In various embodiments, the vertical field effect transistor 200 includes a drift region 212 on a semiconductor substrate 216 and a semiconductor fin 302 on or above the drift region 212 (whose longitudinal direction is perpendicular to the plane of the paper). extending), a shielding structure 214, a first source/drain electrode (eg, source electrode 202), and a second source/drain electrode (eg, drain electrode 218). In the following, it is assumed by way of example that the first source/drain electrode 202 is the source electrode and the second source/drain electrode 218 is the drain electrode. Vertical field effect transistor 200 further comprises a gate electrode 210 adjacent to at least one sidewall of semiconductor fin 302 , gate electrode 210 being electrically isolated from source electrode 202 by insulator 206 . A gate dielectric 208 is disposed between the gate electrode 210 and the semiconductor fin 302 . A heavily doped connection area 204 can conductively connect the semiconductor fin 302 to the source electrode 202 . The source electrode 202 may also be formed laterally adjacent to at least one sidewall of the semiconductor fin 302 and on or above the drift region 212 . Shielding structure 214 is disposed laterally adjacent to at least one sidewall of semiconductor fin 302 within drift region 212 . Shielding structure 214 has a second conductivity type that is different than the first conductivity type.

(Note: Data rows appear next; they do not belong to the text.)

PR #2506, opened 2026-09-06
Replay processed input tips during peer sync

a-shannon:
Replay the processed input tip during periodic sync and sync replies so peers reconnecting at the same ordering height can discover that input chain while mining is idle. Replay retains the existing version, UTXO, height-proximity and compact weak-ID rules, and excludes an announced descendant whose transactions are still pending. [#2500](https://github.com/ergoplatform/ergo/pull/2500) and [#2503](https://github.com/ergoplatform/ergo/pull/2503) retain the adjacent request-admission and connection-state scopes.

Head `0d7b983061780bf7720e762b09d1b603328d02f6` targets `weak-blocks` at `c216c5b6e3310911d5f3822b40c5e57eee6fc45a`. The [new increment](https://github.com/a-shannon/ergo/compare/89bb84847223d57e0234e590384c19650408b084...0d7b983061780bf7720e762b09d1b603328d02f6) preserves this PR's replay production and tests. It reuses selection [E](https://github.com/a-shannon/ergo/commit/e77f77c2130521b0b9ddd7594d9d11aa5c51a56b), owned by [#2504](https://github.com/ergoplatform/ergo/pull/2504); typed-solution forwarding [F](https://github.com/a-shannon/ergo/commit/13d79b04a9e1d9ca7dbe57b4f701158a35b3b06d), owned by [#2505](https://github.com/ergoplatform/ergo/pull/2505); and mining fixtures [b43](https://github.com/a-shannon/ergo/commit/b43a21c49b827f7df11448767d28c2b3c42ab5c9), owned by [#2501](https://github.com/ergoplatform/ergo/pull/2501). The [focused fixture closure](https://github.com/a-shannon/ergo/commit/29e6b6c641c6b2f8e179a9a596fc566c494a8a7d) combines exact #2500 ordering-proof support with #2501 mempool-admission and funded-box support. Review these shared commits with their owners before this consumer; their whole branches are not prerequisites.

The final composition passed normal node compilation and **16/16 focused checks**: two deterministic funding regressions, the actual large-mempool property, and all thirteen mempool cases. Its five core proof checks passed on unchanged core inputs. Earlier in this update, five owner replay cases and a DevNet mining case passed, covering equal-height discovery, outbound timestamps, processed-tip selection and both compact-payload boundaries. Those earlier node sessions used the previous generator and are not presented as final-input results.

The prior native node job failed in old miner/candidate fixtures and mempool admission setup. The added funding prerequisite also addresses a subsequently reproduced underfunded-box premise in the shared large-mempool test. Assertions still require valid PoW, transaction admission, removal, rollback, value conservation and token preservation. Independent source review found no composition blocker. These focused results do not establish one cause for every historical failure or replace new-head native CI.

Existing [H/K observer support](https://github.com/a-shannon/ergo/compare/612c7eadf7698f8aaba6ce78a63433c046704ed2...89bb84847223d57e0234e590384c19650408b084), owned by #2535/#2511, is unchanged, including fixed targets, progress latches and the fifteen-minute fork deadline. Its earlier actual composition passed normal IT compilation and 37/37 observer/diagnostic cases. At `612c7ead`, native IT passed twelve cases with one fork timeout and one ignored case; a separate core failure occurred during tool download before project tests. Local observer checks did not run the Docker scenario.

The earlier [S/C increment](https://github.com/a-shannon/ergo/compare/89cc88cedb0f3280feb74136da6d2853f0b20473...612c7eadf7698f8aaba6ce78a63433c046704ed2), owned by #2501, preserves the declared Sigma coordinate, verified source and codec expressions. Shared bootstrap evidence includes seventeen shell contracts, both pinned sources on Scala 2.12.20, the older source on 2.11.12, and three codec cases on each relevant old/new composition.

Historical owner evidence includes thirty direct actor properties and [combined Linux node CI](https://github.com/a-shannon/ergo/actions/runs/34001725870): 1,146 tests across 105 suites, with two ignored. [Final lifecycle CI](https://github.com/a-shannon/ergo/actions/runs/34010622069) passed eight scenarios, including idle reconnection, a nonproducing relay, pending-input restart and offline catch-up, before further mining and with full serialized-body comparisons. Runtime sources matched node validation; idle reconnection failed twice on the baseline. These results apply to the combined #2505 harness/#2501 bootstrap stack. Separate Windows runs had a fork timeout and a native JVM error. The [test-only follow-up](https://github.com/a-shannon/ergo/commit/c8680dda90d0583fd6d90e2450befb1501eb3389) retains the Linux-validated test files and cancels dependent scenarios after the first failure. Current individual-PR CI and integration remain tracked in [#2533](https://github.com/ergoplatform/ergo/issues/2533).

### DIFF
--- a/src/main/scala/org/ergoplatform/network/ErgoNodeViewSynchronizer.scala
+++ b/src/main/scala/org/ergoplatform/network/ErgoNodeViewSynchronizer.scala
@@ -382,6 +382,32 @@ class ErgoNodeViewSynchronizer(networkControllerRef: ActorRef,
         val v2SyncInfo = getV2SyncInfo(history, full = true)
         networkControllerRef ! SendToNetwork(Message(syncInfoSpec, Right(v2SyncInfo), None), SendToPeers(peersV2))
       }
+      sendProcessedInputTip(history, peers)
+    }
+  }
+
+  /** Share the processed input tip during ordinary sync, including when production is idle. */
+  private def sendProcessedInputTip(history: ErgoHistory, peers: Seq[ConnectedPeer]): Unit = {
+    val localHeight = history.fullBlockHeight
+    val recipients = peers.filter { peer =>
+      localHeight > 0 &&
+        SubBlocksFilter.condition(peer) &&
+        peer.mode.exists(_.stateType == StateType.Utxo) &&
+        syncTracker.statuses.get(peer).exists { status =>
+          status.status != Unknown && status.status != Nonsense && status.height > 0 &&
+            math.abs(status.height.toLong - localHeight.toLong) <= 2
+        }
+    }
+    if (recipients.nonEmpty) {
+      // The announced tip may still await transactions. Only replay the processed prefix.
+      history.bestInputBlocksChain().headOption.flatMap(history.getInputBlock).foreach { tip =>
+        val announcement = if (tip.weakTxIds.getOrElse(Seq.empty).size <= 3) tip
+          else tip.copy(weakTxIds = None)
+        val message = Message(InputBlockMessageSpec, Right(announcement), None)
+        recipients.foreach { peer =>
+          networkControllerRef ! SendToNetwork(message, SendToPeer(peer))
+        }
+      }
     }
   }
 
@@ -469,6 +495,7 @@ class ErgoNodeViewSynchronizer(networkControllerRef: ActorRef,
     if (syncSendNeeded) {
       val ownSyncInfo = getV1SyncInfo(hr)
       sendSyncToPeer(remote, ownSyncInfo)
+      sendProcessedInputTip(hr, Seq(remote))
     }
   }
 
@@ -515,6 +542,7 @@ class ErgoNodeViewSynchronizer(networkControllerRef: ActorRef,
     if (syncSendNeeded) {
       val ownSyncInfo = getV2SyncInfo(hr, full = true)
       sendSyncToPeer(remote, ownSyncInfo)
+      sendProcessedInputTip(hr, Seq(remote))
     }
   }
 
--- a/.github/actions/bootstrap-sigmastate/action.yml
+++ b/.github/actions/bootstrap-sigmastate/action.yml
@@ -1,0 +1,102 @@
+name: Bootstrap pinned SigmaState
+description: Build the unavailable SigmaState snapshot from its exact source commit
+
+inputs:
+  scala-version:
+    description: Full Scala version used by the consuming Ergo job
+    required: true
+  ergo-build-file:
+    description: Ergo build file that declares the pinned SigmaState version
+    required: false
+    default: build.sbt
+
+runs:
+  using: composite
+  steps:
+    - name: Set up JDK 8 for SigmaState
+      uses: actions/setup-java@cf277c60eb25467037889841efdb72551f06f6c3 # v4
+      with:
+        distribution: temurin
+        java-version: '8'
+
+    - name: Set up sbt
+      uses: sbt/setup-sbt@7b0c62920c0c6e456e829dcaad762cff5048167f # v1
+
+    - name: Build and publish SigmaState locally
+      shell: bash
+      env:
+        ERGO_BUILD_FILE: ${{ inputs.ergo-build-file }}
+        SIGMASTATE_REPOSITORY: https://github.com/ergoplatform/sigmastate-interpreter.git
+        SIGMASTATE_SCALA_VERSION: ${{ inputs.scala-version }}
+      run: |
+        set -euo pipefail
+
+        unset GITHUB_TOKEN SONATYPE_USERNAME SONATYPE_PASSWORD PGP_PASSPHRASE
+
+        ergo_build="${GITHUB_WORKSPACE}/${ERGO_BUILD_FILE}"
+        if [[ ! -f "${ergo_build}" ]]; then
+          echo "::error::Ergo build file not found: ${ERGO_BUILD_FILE}"
+          exit 1
+        fi
+
+        declared_version="$(sed -nE 's/^[[:space:]]*val[[:space:]]+sigmaStateVersion[[:space:]]*=[[:space:]]*"([^"]+)".*$/\1/p' "${ergo_build}")"
+        case "${declared_version}" in
+          6.0.2-30-59782d92-SNAPSHOT)
+            SIGMASTATE_COMMIT=59782d92065eec3abd0dc47af22e25141857b2ee
+            ;;
+          6.0.5-22-368a860b-SNAPSHOT)
+            SIGMASTATE_COMMIT=368a860be033af94aa14895381f42099b3646db6
+            ;;
+          *)
+            echo "::error::Unsupported SigmaState declaration: ${declared_version:-<missing>}"
+            exit 1
+            ;;
+        esac
+        SIGMASTATE_VERSION="${declared_version}"
+
+        case "${SIGMASTATE_SCALA_VERSION}" in
+          2.11.12|2.12.20|2.13.16) ;;
+          *)
+            echo "::error::Unsupported Scala version: ${SIGMASTATE_SCALA_VERSION}"
+            exit 1
+            ;;
+        esac
+
+        sigma_dir="$(mktemp -d "${RUNNER_TEMP}/sigmastate.XXXXXX")"
+        git -C "${sigma_dir}" init
+        git -C "${sigma_dir}" remote add origin "${SIGMASTATE_REPOSITORY}"
+        git -C "${sigma_dir}" fetch --no-tags --depth=1 origin "${SIGMASTATE_COMMIT}"
+        git -C "${sigma_dir}" checkout --detach FETCH_HEAD
+
+        actual_commit="$(git -C "${sigma_dir}" rev-parse HEAD)"
+        if [[ "${actual_commit}" != "${SIGMASTATE_COMMIT}" ]]; then
+          echo "::error::SigmaState checkout mismatch: expected ${SIGMASTATE_COMMIT}, got ${actual_commit}"
+          exit 1
+        fi
+
+        (
+          cd "${sigma_dir}"
+          sbt -batch -J-Xms512m -J-Xmx4g \
+            "++${SIGMASTATE_SCALA_VERSION}!" \
+            "set ThisBuild / version := \"${SIGMASTATE_VERSION}\"" \
+            "show ThisBuild / version" \
+            "show scalaVersion" \
+            publishLocal
+        )
+
+        scala_binary="${SIGMASTATE_SCALA_VERSION%.*}"
+        ivy_dir="${HOME}/.ivy2/local/org.scorexfoundation/sigma-state_${scala_binary}/${SIGMASTATE_VERSION}"
+        ivy_file="${ivy_dir}/ivys/ivy.xml"
+        main_jar="${ivy_dir}/jars/sigma-state_${scala_binary}.jar"
+        tests_jar="${ivy_dir}/jars/sigma-state_${scala_binary}-tests.jar"
+
+        if [[ ! -s "${ivy_file}" || ! -s "${main_jar}" || ! -s "${tests_jar}" ]]; then
+          echo "::error::SigmaState local publication is missing its Ivy descriptor or JARs"
+          exit 1
+        fi
+
+        if ! grep -Fq "revision=\"${SIGMASTATE_VERSION}\"" "${ivy_file}" || \
+           ! grep -Fq "name=\"scala-library\" rev=\"${SIGMASTATE_SCALA_VERSION}\"" "${ivy_file}"; then
+          echo "::error::SigmaState local publication does not match the requested version and Scala toolchain"
+          exit 1
+        fi
--- a/.github/workflows/ci.yml
+++ b/.github/workflows/ci.yml
@@ -30,11 +30,6 @@ jobs:
         with:
           fetch-depth: 0
 
-      - name: Setup Java and Scala
-        uses: olafurpg/setup-scala@v10
-        with:
-          java-version: ${{ matrix.java }}
-
       - name: Cache sbt
         uses: actions/cache@v4
         with:
@@ -46,6 +41,16 @@ jobs:
               ~/AppData/Local/Coursier/Cache/v1
               ~/Library/Caches/Coursier/v1
           key: ${{ runner.os }}-sbt-cache-v4-${{ hashFiles('**/*.sbt') }}-${{ hashFiles('project/build.properties') }}
+
+      - name: Build pinned SigmaState dependency
+        uses: ./.github/actions/bootstrap-sigmastate
+        with:
+          scala-version: ${{ matrix.scala }}
+
+      - name: Setup Java and Scala
+        uses: olafurpg/setup-scala@v10
+        with:
+          java-version: ${{ matrix.java }}
 
       - name: Runs wallet tests
         run: sbt ++${{ matrix.scala }} ergoWallet/test
@@ -73,11 +78,6 @@ jobs:
         with:
           fetch-depth: 0
 
-      - name: Setup Java and Scala
-        uses: olafurpg/setup-scala@v10
-        with:
-          java-version: ${{ matrix.java }}
-
       - name: Cache sbt
         uses: actions/cache@v4
         with:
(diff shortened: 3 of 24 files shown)


cafebedouin (commented):
Review carried out by Claude (Anthropic), model Claude Opus 5, for cafebedouin.

**No blocking issue at `d5df48ce95246fde9d7d85761d56db062f2337a2`. The replay sends only the processed input tip, and each of eight mutated guards and hooks is caught by a test. The node-job mining failures also occur on the base.**

Scope: the `ErgoNodeViewSynchronizer.scala` change (+28) and `MatrixInputTipSyncSpec`, against the #2533 lane question "replay of the processed tip without pending descendants".

- **Processed tip only (read).** `bestInputBlocksChain()` is `bestChain.reverse`, and `bestChain` is `chain.take(processedIndex + 1)` (`InputBlocksProcessor.scala`:334-339, 1028-1035). So `headOption` is the last processed input block. `InputBlocksTree.bestTip` (:323) would be the wrong accessor: it returns the best fork's last block, processed or not.
- **Tests (executed locally at the head, JDK 8, sbt 1.11.1, Scala 2.12.20).** `sbt "testOnly org.ergoplatform.network.MatrixInputTipSyncSpec"`: 30/30 pass. Each of eight single mutations fails at least one test (table below). This is a local run, not CI.
- **Receiver side (read).** A peer that already has the input block returns at `ErgoNodeViewSynchronizer.scala`:1509-1512 ("already known"), so each replay costs that peer one lookup.
- **Mining failures in the node job (executed).** The base `b5a02204d`'s own CI node job ([run 35735669473](https://github.com/ergoplatform/ergo/actions/runs/35735669473)) failed 23 mining tests, including all six in this head's partial log. Locally, `sbt "testOnly org.ergoplatform.mining.ErgoMinerSpec org.ergoplatform.mining.CandidateGeneratorSpec"` fails 19 of 27 at both the head and the base.

Recommended: track the mining failures against `weak-blocks` rather than this PR. From this scope, nothing here blocks marking it ready.

Not run: the Docker integration suite, so there is no evidence either way on the `ForkResolutionSpec` timeout. Also not run: Scala versions other than 2.12.

<details><summary>Mutations (each applied alone to src/main; all compiled)</summary>

| mutation | tests failing |
|---|---|
| replay disabled (`if (false && recipients.nonEmpty)`) | 11 |
| announced tip: `inputBlocksTree().flatMap(_.bestTip)` instead of `bestInputBlocksChain().headOption` | 1: "an announced but unprocessed child does not replace the replayed processed tip" |
| height window `<= 2` → `<= 1000` | 4 |
| UTXO-mode peer filter removed | 7 |
| `SubBlocksFilter.condition(peer)` removed | 3 |
| weak-ID compaction removed (always `tip`) | 1: the 4-transaction case |
| V1 reply hook removed | 3 |
| V2 reply hook removed | 1 |

The `status != Unknown`, `!= Nonsense`, `height > 0` and `localHeight > 0` guards were not mutated. Patches are available on request.

</details>

src/main/scala/org/ergoplatform/network/ErgoNodeViewSynchronizer.scala
```diff
@@ -382,6 +382,32 @@ class ErgoNodeViewSynchronizer(networkControllerRef: ActorRef,
         val v2SyncInfo = getV2SyncInfo(history, full = true)
         networkControllerRef ! SendToNetwork(Message(syncInfoSpec, Right(v2SyncInfo), None), SendToPeers(peersV2))
       }
+      sendProcessedInputTip(history, peers)
```
jozanek: The stated case is a reconnecting peer, and the reply hooks at 498/545 already fire on its first sync. This periodic call also re-sends full announcements of tips mined by other nodes every 20–60 s, which brings back the non-local relay that 546eee98e removed (`// todo: send only id out`, :2338). Would you be open to dropping this call, or checking with kushti that relay on a timer is wanted?

jozanek (commented):
I read this as: a peer that reconnects while no input block is being mined should still learn the processed input chain. Replaying the processed prefix rather than `bestTip` looks right to me.

What I'm holding:
- **Recovery.** A replayed tip needs the receiver to back-fill parents. `applyDisconnected` (InputBlocksProcessor.scala:380–396) matches against `acc`, not `a`, so with 2+ missing ancestors I think the tip stays disconnected, and re-replays stop at "already known" (:854). Could a receiver test cover 3+ blocks?
- **CI.** IT passed at `b5a02204d` and `90a129733` but `ForkResolutionSpec` timed out here; its phase 4 reconnects UTXO nodes on forks. Could you rebase and rerun IT a few times?
- **Who.** With ~4 s input blocks on mainnet, who waits long enough to notice?

A recovery test and green IT would move me toward approval.

src/main/scala/org/ergoplatform/network/ErgoNodeViewSynchronizer.scala
```diff
@@ -382,6 +382,32 @@ class ErgoNodeViewSynchronizer(networkControllerRef: ActorRef,
...
+  /** Share the processed input tip during ordinary sync, including when production is idle. */
+  private def sendProcessedInputTip(history: ErgoHistory, peers: Seq[ConnectedPeer]): Unit = {
+    val localHeight = history.fullBlockHeight
+    val recipients = peers.filter { peer =>
+      localHeight > 0 &&
+        SubBlocksFilter.condition(peer) &&
+        peer.mode.exists(_.stateType == StateType.Utxo) &&
+        syncTracker.statuses.get(peer).exists { status =>
+          status.status != Unknown && status.status != Nonsense && status.height > 0 &&
+            math.abs(status.height.toLong - localHeight.toLong) <= 2
```
jozanek: The receiver acts on this tip only when its full-block height equals ours; at the other four offsets it drops it with an info log, and at −1 it also requests a header. Line 398 compares the peer's header height with our full-block height and admits Fork/Older peers. Would limiting recipients to `Equal` status keep sends to the peers that can use them?

src/main/scala/org/ergoplatform/network/ErgoNodeViewSynchronizer.scala
```diff
@@ -382,6 +382,32 @@ class ErgoNodeViewSynchronizer(networkControllerRef: ActorRef,
...
+        }
+    }
+    if (recipients.nonEmpty) {
+      // The announced tip may still await transactions. Only replay the processed prefix.
+      history.bestInputBlocksChain().headOption.flatMap(history.getInputBlock).foreach { tip =>
+        val announcement = if (tip.weakTxIds.getOrElse(Seq.empty).size <= 3) tip
+          else tip.copy(weakTxIds = None)
```
jozanek: This compaction and the recipient filter above copy `NewBestInputBlock` (:2321–2334), and the two filters already differ (the Unknown/Nonsense and `height > 0` checks exist only here). Would you be open to one shared helper so the two push paths stay in step?

src/main/scala/org/ergoplatform/network/ErgoNodeViewSynchronizer.scala
```diff
@@ -469,6 +495,7 @@ class ErgoNodeViewSynchronizer(networkControllerRef: ActorRef,
     if (syncSendNeeded) {
       val ownSyncInfo = getV1SyncInfo(hr)
       sendSyncToPeer(remote, ownSyncInfo)
+      sendProcessedInputTip(hr, Seq(remote))
```
jozanek: As I read `ErgoSyncTracker.scala:91`, a V1 sync keeps the height from an earlier V2 one, so this fires only for a peer that sends V2 and then V1, yet peers passing `SubBlocksFilter` (≥6.5.0) send V2. Is there a real peer on this path? If not, would you consider dropping the hook?

jozanek (commented):
Thanks for the rework in b5c7a3a21. From my first round, the periodic relay, the V1 hook and the recipient window are resolved, and IT passed here. The ForkResolution timeout on #2560, which leaves sync untouched, suggests flakiness. The back-fill stall now lives in #2560, and I agree it should land first.

One question stays open, not blocking: with ~4 s input blocks on mainnet and no relay of non-local blocks, who gains most from a one-shot replay at reconnect: quiet devnets/testnets, or peers not connected to a miner?

src/main/scala/org/ergoplatform/network/ErgoNodeViewSynchronizer.scala
jozanek: Resolved in b5c7a3a21: the periodic call is gone and replay fires only from the V2 reply. Thank you.

src/main/scala/org/ergoplatform/network/ErgoNodeViewSynchronizer.scala
jozanek: Resolved: `Equal` plus `status.height == localHeight` targets the peers that can use the tip, and the scaladoc names the header-vs-full-state limit. Thank you.

src/main/scala/org/ergoplatform/network/ErgoNodeViewSynchronizer.scala
jozanek: The filters now differ on purpose, so I'm dropping the helper suggestion. The ≤3 compaction (:404 and :2380) is still a copy; sharing it is optional from my side.

src/main/scala/org/ergoplatform/network/ErgoNodeViewSynchronizer.scala
jozanek: Resolved: the V1 hook is gone, and the V1 case now asserts no replay. Thank you.

cafebedouin:
Review carried out by Claude (Anthropic, Claude Opus 5.5) for cafebedouin, using forkbench; executed one added unit property, a variant of the change, and two- and three-node networks, merge base `90a12973` against `b5c7a3a21`. Adds only what is new since the 2026-09-22 review of `d5df48ce9`, and answers the open question from the 2026-09-23 review.

**The replay is not one-shot at reconnect: an already Equal peer receives the processed tip again on the next sync reply sent after a 60 s gap.**

**[Likely bug] Replay at most once per connection, not on every reply that `syncSendNeeded` requires**

Observed: `sendProcessedInputTip` runs whenever `syncSendNeeded` is true (`ErgoNodeViewSynchronizer.scala:539-542`), which includes `notSyncedOrOutdated(peer)` (`ErgoSyncTracker.scala:78`), true once this node's last sync send to the peer is older than one minute (`ErgoSyncTracker.scala:21`, `:57`). The class doc scopes replay "to the first V2 response which establishes an equal peer" (`MatrixInputTipSyncSpec.scala:34`).

Executed (JDK 8): an added property (replay once, `markOutdated(peer)`, a second equal V2 sync) passes 15 of 15: status stays `Equal` and the tip is announced again. With a per-connection flag in place, the PR's 14 tests still pass and the added property fails (`MatrixInputTipSyncSpec.scala:135`). On two nodes (600 s per jar, JDK 21), the follower sent the miner's own input blocks back to it 4 times on this branch and 0 on the merge base, each with its sync reply after an Equal exchange. Each repeat costs one message and one lookup, and brings back the timed re-send raised in the first review round.

Recommended: keep a per-peer "replayed" set, added to on the first replay and cleared on disconnect next to `clearStatus` (`ErgoNodeViewSynchronizer.scala:2101`), and keep the outdated-Equal case as a negative test. If recurring replay is intended, the class doc and description should say so.

**On who gains: neither option, as measured.** On a miner–relay–leaf line (no miner–leaf link; relay–leaf cut for longer than 60 s, then restored), the leaf never held the miner's current input tip on either build: 0 of 36 samples in each of the four valid runs. On the merge base no input block reached the leaf. On this branch the leaf got one replayed tip after the link returned, already 8 input blocks behind the miner, and the next ordering block replaced it. Quiet networks were not run.

Recommended: scope the stated benefit to directly connected peers.

<details><summary>Runs and counts</summary>

Unit (JDK 8, sbt 1.11.1), `MatrixInputTipSyncSpec` at `b5c7a3a21` plus the property below:
```
[info] - review-only: an Equal peer's next V2 sync replays again once the last local sync send is 60 s old
[info] Tests: succeeded 15, failed 0, canceled 0, ignored 0, pending 0

Same, with the per-connection variant (patch below) applied to src/main:
[info] - review-only: an Equal peer's next V2 sync replays again once the last local sync send is 60 s old *** FAILED ***
[info]   List() had size 0 instead of expected size 1 (MatrixInputTipSyncSpec.scala:135)
[info] Tests: succeeded 14, failed 1, canceled 0, ignored 0, pending 0
```

Two nodes (miner and follower), one 600 s run per jar, JDK 21. Both runs end with the same header chain and state root on both nodes. Counts from the node logs:
```
jar                    ordering  input blocks    follower's input-block  "already known" lines  after an Equal     during ordering-block catch-up
                       blocks    miner/follower  messages sent           (both nodes)           exchange           (present on both jars)
merge base 90a12973    60        695/686         0                       3                      0                  3
this branch            65        696/604         4                       24                     6 (+1 at 270 ms)   17
```
The 6 include the miner answering with its own tip twice. All 4 follower sends fall in 18:16-18:19; later the follower's replies came less than 60 s apart. The follower's lower input-block count on this branch is one run and is not attributed.

Miner's log on this branch (trimmed; each id was mined by the miner itself):
```
18:16:19.033 Input block 9fc72e04… already known, ignoring
18:17:19.267 Input block 36bc9afb… already known, ignoring
18:18:19.515 Input block 6280b603… already known, ignoring
18:19:44.847 Input block 3339a8cb… already known, ignoring
```

Both jars on one network: merge base mining with this branch following, and the reverse; in both, each node follows the other (one run per role).

Three nodes, miner M, relay R (peer: M), leaf L (peer: R only), one jar per run, JDK 21; settle, cut R–L for longer than the 60 s window while M mines, restore, observe L; L's best input tip sampled every 5 s. Four valid runs; two further runs on this branch are excluded because the relay itself held the miner's tip in under half of its samples.
```
run                 mean input-block interval  L tip = M tip  R->L input-block messages
merge base, run 1   3.46 s                     0 of 36        0
merge base, run 2   3.65 s                     0 of 36        0
merge base, run 3   0.53 s                     0 of 36        0
this branch         3.46 s                     0 of 36        2 (1 replay after the link returned, 8 input blocks behind M; 1 parent L requested)
```
One host, no link latency, one relay hop, coinbase-only blocks. The ~3.5 s interval comes from lowering the miner's polling interval.

jars (sha256): merge base `ae8b58581d84a2dd0d44ef91355aaadeeb1d9094fe8a7f0e23fb2fd441624774`; this branch (b5c7a3a21's tree applied to 90a12973) `7504be802220873910fdddddb720884b956bc5c03a5d396e4f7bb1e17cbe39ea`.

The added property, verbatim:
```scala
 
  property("review-only: an Equal peer's next V2 sync replays again once the last local sync send is 60 s old") {
    withFixture { f =>
      val tip = f.processedTip()
      val peer = f.peer()
      f.sync.inboundV2(f.history, peer)
      f.requireReplay(f.messages(), tip, peer)
      f.tracker.getStatus(peer) shouldBe Some(Equal)

      // no reconnect, no status change: only the time since this node last sent sync to the peer passes 60 s
      f.markOutdated(peer)
      f.sync.inboundV2(f.history, peer)
      f.tracker.getStatus(peer) shouldBe Some(Equal)
      val messages = f.messages()
      f.requireSync(messages)
      f.requireReplay(messages, tip, peer)
    }
  }
```

The per-connection variant (review-only, not a proposed patch):
```diff
diff --git a/src/main/scala/org/ergoplatform/network/ErgoNodeViewSynchronizer.scala b/src/main/scala/org/ergoplatform/network/ErgoNodeViewSynchronizer.scala
index fbb64c74b..242e3f524 100644
--- a/src/main/scala/org/ergoplatform/network/ErgoNodeViewSynchronizer.scala
+++ b/src/main/scala/org/ergoplatform/network/ErgoNodeViewSynchronizer.scala
@@ -390,6 +390,8 @@ class ErgoNodeViewSynchronizer(networkControllerRef: ActorRef,
     * matches ours at the local full-block height. `Equal` only compares header chains; the
     * matching height is a routing precondition and does not prove the peer has full blocks.
     */
+  private val replayedTo = mutable.Set[ConnectedPeer]() // review-only mutation: at most one replay per connection
+
   private def sendProcessedInputTip(history: ErgoHistory, peer: ConnectedPeer): Unit = {
     val localHeight = history.fullBlockHeight
     val eligible = localHeight > 0 &&
@@ -398,13 +400,14 @@ class ErgoNodeViewSynchronizer(networkControllerRef: ActorRef,
       syncTracker.statuses.get(peer).exists { status =>
         status.status == Equal && status.height == localHeight
       }
-    if (eligible) {
+    if (eligible && !replayedTo.contains(peer)) {
       // The announced tip may still await transactions. Only replay the processed prefix.
       history.bestInputBlocksChain().headOption.flatMap(history.getInputBlock).foreach { tip =>
         val announcement = if (tip.weakTxIds.getOrElse(Seq.empty).size <= 3) tip
         else tip.copy(weakTxIds = None)
         val message = Message(InputBlockMessageSpec, Right(announcement), None)
         networkControllerRef ! SendToNetwork(message, SendToPeer(peer))
+        replayedTo += peer
       }
     }
   }
@@ -2099,6 +2102,7 @@ class ErgoNodeViewSynchronizer(networkControllerRef: ActorRef,
 
     case DisconnectedPeer(connectedPeer) =>
       syncTracker.clearStatus(connectedPeer)
+      replayedTo -= connectedPeer
   }
 
   protected def sendLocalSyncInfo(historyReader: ErgoHistory): Receive = {
```
</details>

Semiconductor substrate 216 may be, for example, a GaN substrate 216 or a SiC substrate 216 . A weak n-type semiconductor drift region 212 (also referred to as a drift zone 212), eg, a GaN or SiC drift region 212, may be formed (eg, deposited) on a semiconductor substrate 216 . Above the drift region 212 may be formed an n-type semiconductor section in the form of a semiconductor fin 302 , for example in the form of a GaN or SiC fin 302 . An n+ type contact area 204 may be formed on the semiconductor fin 302 or in an upper region of the fin 302 with which the source electrode 202 is contacted. The source electrode 202 can contact both the shield structure 214 and the semiconductor fin 302 . A drain electrode 218 can be provided on the back side of the substrate 216 .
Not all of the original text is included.